Problem statement:
Scan the following material for the string "SourceContext" and copy each line in which it appears.

Records supplied:

PR #79, opened 2021-02-11
AIRCoP Unaries

Harjas12:
Implemented:
- [x] Invert
- [x] Transpose
- [x] Relu
- [x] Tanh

Compiles on machine:
- [x] Invert
- [x] Transpose
- [x] Relu
- [x] Tanh

Fix backward nodes
- [x] Invert
- [x] Tanh
- [x] Relu


src/main/scala/lms/transformation/distributed_tensor/distributedTensorUnary.scala
```diff
@@ -45,6 +63,30 @@ trait FixedSizeDistributedTensorUnaryTypeLess extends FixedSizeDistributedTensor
         (() => {
           Accumulate(gradMap(a), Negate(gradMap(s), anno), anno); ()
         }) +=: backwardNodes
+     
+    case Node(s, "tensor_invert", tt::Backend.Const(anno:Anno)::(a:Backend.Sym)::_, _) =>
+        implicit val pos = Adapter.oldSourceMap(s)
+        forwardNodes += node
+
+        (() => {
+          Accumulate(gradMap(a), Invert(gradMap(s), anno), anno); ()
```
feiwang3311, line 72: I think we need to fix the computation for backward pass, and actually some of them are a bit tricky.
for instance, the `invert` is like y = f(x) where f(x) = 1/x. Then if y is used to compute z by z = g(y), we can apply the chain-rule, such that we know dz/dx = dz/dy * dy/dx.
as a result, the operations in `backwardNodes` should be dz/dy * dy/dx. We know that `dz/dy` is gradMap(s). Then the computation needed is to multiply it with `dy/dx`, in this case, 1/x^2.

So I think the code here should be
val square = Mul(transform(a), transform(a), anno)
val grad = Div(gradMap(s), square, anno)
Accumulate(gradMap(a), grad, anno); ()

it is also possible for us to enclose these computations to a new node (maybe called InvertGrad)

src/main/scala/lms/transformation/distributed_tensor/distributedTensorUnary.scala
```diff
@@ -45,6 +63,30 @@ trait FixedSizeDistributedTensorUnaryTypeLess extends FixedSizeDistributedTensor
...
+        }) +=: backwardNodes
+    
+    case Node(s, "tensor_tanh", tt::Backend.Const(anno:Anno)::(a:Backend.Sym)::_, _) =>
+        implicit val pos = Adapter.oldSourceMap(s)
+        forwardNodes += node
+
+        (() => {
+          Accumulate(gradMap(a), Tanh(gradMap(s), anno), anno); ()
```
feiwang3311, line 80: the derivative of tanh is a little more complex, but you can refer to this https://blogs.cuit.columbia.edu/zp2130/derivative_of_tanh_function/

Actually the computations here are fairly complex, so that maybe we can define a TanhGrad node that just do that. TanhGrad is likely a binary op.

src/main/scala/lms/transformation/distributed_tensor/distributedTensorUnary.scala
```diff
@@ -45,6 +63,30 @@ trait FixedSizeDistributedTensorUnaryTypeLess extends FixedSizeDistributedTensor
...
+        }) +=: backwardNodes
+    
+    case Node(s, "tensor_relu", tt::Backend.Const(anno:Anno)::(a:Backend.Sym)::_, _) =>
+        implicit val pos = Adapter.oldSourceMap(s)
+        forwardNodes += node
+
+        (() => {
+          Accumulate(gradMap(a), Relu(gradMap(s), anno), anno); ()
```
feiwang3311, line 88: we don't need to worry about derivative of Relu. However, Relu actually behaves as a mask (only positive values are used after Relu). As a result, the gradient (dz/dy) should also be filtered by the same mask before adding to (dz/dx).
so I think we might need a ReluGrad node that takes the input or output of Relu (as a mask), the gradMap(s), and return a masked gradMap(s). such as
Accumulate(gradMap(a), ReluGrad(transform(a or s), gradMap(s), anno), anno); ()
where the computation of ReluGrad is similar to Relu, but it masks the gradMap(s) argument.

src/main/scala/lms/transformation/tensor/tensor.scala
```diff
@@ -100,6 +100,14 @@ object FixedSizeTensorTypeLess extends Base with PrimitiveOps with ArrayOps {
...
       (new TENSOR(Adapter.g.reflect("tensor_dot", C(res_shape), x, y.x))).withSrcType(__pos, et)
     }
+
+    def neg()(implicit __pos: SourceContext): TENSOR = {
+      (new TENSOR(Adapter.g.reflect("tensor_negate", C(shape), x))).withSrcType(__pos, et)
+    }
+
+    def inv()(implicit __pos: SourceContext): TENSOR = {
+      (new TENSOR(Adapter.g.reflect("tensor_invert", C(shape), x))).withSrcType(__pos, et)
+    }
```
feiwang3311, line 110: we don't need to update this file :) 
the /tensor.scala is deprecated

feiwang3311 (commented):
actually I didn't realize that the backward computation for these forward computations are fair complex. They have to be fixed for the test to work. If that make the PR too big, maybe we can split this PR to 3 PRs (one for each pair of unaryOp and unaryGradOp).

src/main/scala/lms/transformation/distributed_tensor/distributedTensorUnary.scala
Harjas12: I have gone ahead and made your suggested changes

src/main/scala/lms/transformation/distributed_tensor/distributedTensorUnary.scala
Harjas12: I looked at the tanh derivative. I get why it needs to be different, but why would it need to be a binary op? The derivate still only takes 1 variable

Harjas12: I updated how the tanh gradient is calculated. I didn't make its own nodes because I didn't understand the value in doing so. I can't imagine how we would ever reuse the tanh derivative.

src/main/scala/lms/transformation/distributed_tensor/distributedTensorUnary.scala
Harjas12: I added the ReluGrad node. I am not sure if I fully understood how the gradient of Relu was supposed to work so I did a little extra research and found this: https://blog.paperspace.com/vanishing-gradients-activation-function/.
I essentially implemented ReluGrad as x > 0 => 1, x < 0 => 0

src/main/scala/lms/thirdparty/cuda/cuda.scala
```diff
@@ -177,6 +180,26 @@ object CUDATypeLess extends Dsl with StackArrayOps with CLibs with CudaFunction
...
+      val size = (new INT(xn(2))).withSrcType(__pos, manifest[Int])
+
+      val x = blockIdxX * tileDim + threadIdxX
+      val y = blockIdxY * tileDim + threadIdxY
+      val width = gridDimX * tileDim
+
+      val start = Backend.Const(0)
+      for (i <- range_until_step(Wrap[Int](start), Wrap[Int](tileDim.x), Wrap[Int](blockSize.x))) {
+        val index = INT((y + INT(Unwrap(i))) * width + x)
+        out(index) = in(index); ()
```
feiwang3311, line 197: this seems a bit strange.
does this make `out` the same as `in`?

src/main/scala/lms/transformation/distributed_tensor/distributedTensorUnary.scala
```diff
@@ -45,6 +69,33 @@ trait FixedSizeDistributedTensorUnaryTypeLess extends FixedSizeDistributedTensor
...
         }) +=: backwardNodes
+     
+    case Node(s, "tensor_invert", tt::Backend.Const(anno:Anno)::(a:Backend.Sym)::_, _) =>
+        implicit val pos = Adapter.oldSourceMap(s)
+        forwardNodes += node
+
+        (() => {
+          val a_tensor = new TENSOR(transform(a))
+          val square = Mul(a_tensor, a_tensor, anno)
+          val grad = Div(gradMap(a), square, anno)
```
feiwang3311, line 80: should this be `gradMap(s)` instead of `gradMap(a)`?
also there seems to be missing a negation?
if y = x^-1, then dy/dx = -1x^-2

Another thing to take into account is that this implementation will likely contain 3 CUDA kernels (the mul, the div, the neg). It would be interesting if we can use 1 CUDA kernel that does all three things. It can be done either via a later transformation/optimization pass, or by defining a `Invert_grad` kernel that will later lower to a CUDA kernel that does this three things.

src/main/scala/lms/transformation/distributed_tensor/distributedTensorUnary.scala
```diff
@@ -45,6 +69,33 @@ trait FixedSizeDistributedTensorUnaryTypeLess extends FixedSizeDistributedTensor
...
+          Accumulate(gradMap(a), grad, anno); ()
+        }) +=: backwardNodes
+    
+    case Node(s, "tensor_tanh", tt::Backend.Const(anno:Anno)::(a:Backend.Sym)::_, _) =>
+        implicit val pos = Adapter.oldSourceMap(s)
+        forwardNodes += node
+
+        (() => {
+          Accumulate(gradMap(a), TanhGrad(gradMap(s), new TENSOR(transform(a)), anno), anno); ()
```
feiwang3311, line 89: TanhGrad might want to take `transform(s)` as input instead? 
otherwise it has to compute tanh again IIRC.

src/main/scala/lms/thirdparty/cuda/cuda.scala
Harjas12: oh I accidentally committed the wrong code when I was testing around. I updated the code based on the naive transpose from: https://developer.nvidia.com/blog/efficient-matrix-transpose-cuda-cc/

src/main/scala/lms/transformation/distributed_tensor/distributedTensorUnary.scala
Harjas12: done.

src/main/scala/lms/thirdparty/cuda/cuda.scala
Harjas12: I committed an experiment rather than I was intending on doing here by accident. I have gone ahead and corrected it. My source: https://developer.nvidia.com/blog/efficient-matrix-transpose-cuda-cc/

src/main/scala/lms/transformation/distributed_tensor/distributedTensorUnary.scala
Harjas12: Done.

src/main/scala/lms/core/stub.scala
```diff
@@ -904,6 +904,34 @@ object PrimitiveTypeLess {
...
+      BOOL(Adapter.g.reflect(">", x, y.x))
+    }
+
+    def tanh()(implicit pos: SourceContext): NUM = {
+      NUM(Adapter.g.reflect("tanh", x), t)
+    }
+
+    def tanh_grad(y: NUM, m: Manifest[_])(implicit pos: SourceContext): NUM = {
+      this * (NUM_ONE(m) - y * y)
+    }
```
feiwang3311, line 919: I think we probably don't need the `m: Manifest[_]` here, since you can get the manifest via `y.t`

src/main/scala/lms/transformation/distributed_tensor/distributedTensorUnary.scala
```diff
@@ -24,9 +24,27 @@ trait FixedSizeDistributedTensorUnaryTypeLess extends FixedSizeDistributedTensor
...
+    val res_tt = tensor.resultType
+    (new TENSOR(Adapter.g.reflectRead("tensor_relu", C(res_tt), C(anno), tensor.x)(tensor.x)).withSrcType(__pos, tensor.et))
+  }
+
   override def mergable_dims(node: Node) = node match {
     case Node(s, "tensor_transpose", _, _) => List()
     case Node(s, "tensor_negate", _, _) => List()
+    case Node(s, "tensor_invert", _, _) => List()
+    case Node(s, "tensor_tanh", _, _) => List()
+    case Node(s, "tensor_relu", _, _) => List()
```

Solution below:
+    def neg()(implicit __pos: SourceContext): TENSOR = {
+    def inv()(implicit __pos: SourceContext): TENSOR = {
+    def tanh()(implicit pos: SourceContext): NUM = {
+    def tanh_grad(y: NUM, m: Manifest[_])(implicit pos: SourceContext): NUM = {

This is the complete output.